(Exercise): Extract the final stretch of the data: the line that contains "(diff shortened: 1 of 4 files shown)" and every line after it, unaltered, and no other lines.

(Excerpted records):
PR #1228, opened 2020-10-04
Create README.md

dieletro:
I created a small example of using tdlib with Lazarus and would like to make it available on the list

is this my github with exemple files https://github.com/dieletro/tdlib-lazarus

### DIFF
--- a/example/README.md
+++ b/example/README.md
@@ -10,6 +10,8 @@ TDLib can be easily used from almost any programming language on any platform. S
 Choose your preferred programming language to see examples of usage and a detailed description:
 
 - [Python](#python)
+- [lazarus](#lazarus)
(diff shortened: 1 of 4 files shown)


levlam:
Not Lazarus, nor Delphi are programming languages. The section should have called "Object Pascal" and contain links to both Lazarus and Delphi projects if they are different. In the README there should be only links to the projects with the short description of them to keep reasonable the amount of information. Use entries for other languages as a reference.

dieletro:
Got it, I'll redo it this way

dieletro:
today Delphi is already considered a language, as it innovated and brought many new features to the language that Object Pascal itself does not have, but this is a matter of understanding, so I used it separately as a language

(Exercise response):
(diff shortened: 1 of 4 files shown)


levlam:
Not Lazarus, nor Delphi are programming languages. The section should have called "Object Pascal" and contain links to both Lazarus and Delphi projects if they are different. In the README there should be only links to the projects with the short description of them to keep reasonable the amount of information. Use entries for other languages as a reference.

dieletro:
Got it, I'll redo it this way

dieletro:
today Delphi is already considered a language, as it innovated and brought many new features to the language that Object Pascal itself does not have, but this is a matter of understanding, so I used it separately as a language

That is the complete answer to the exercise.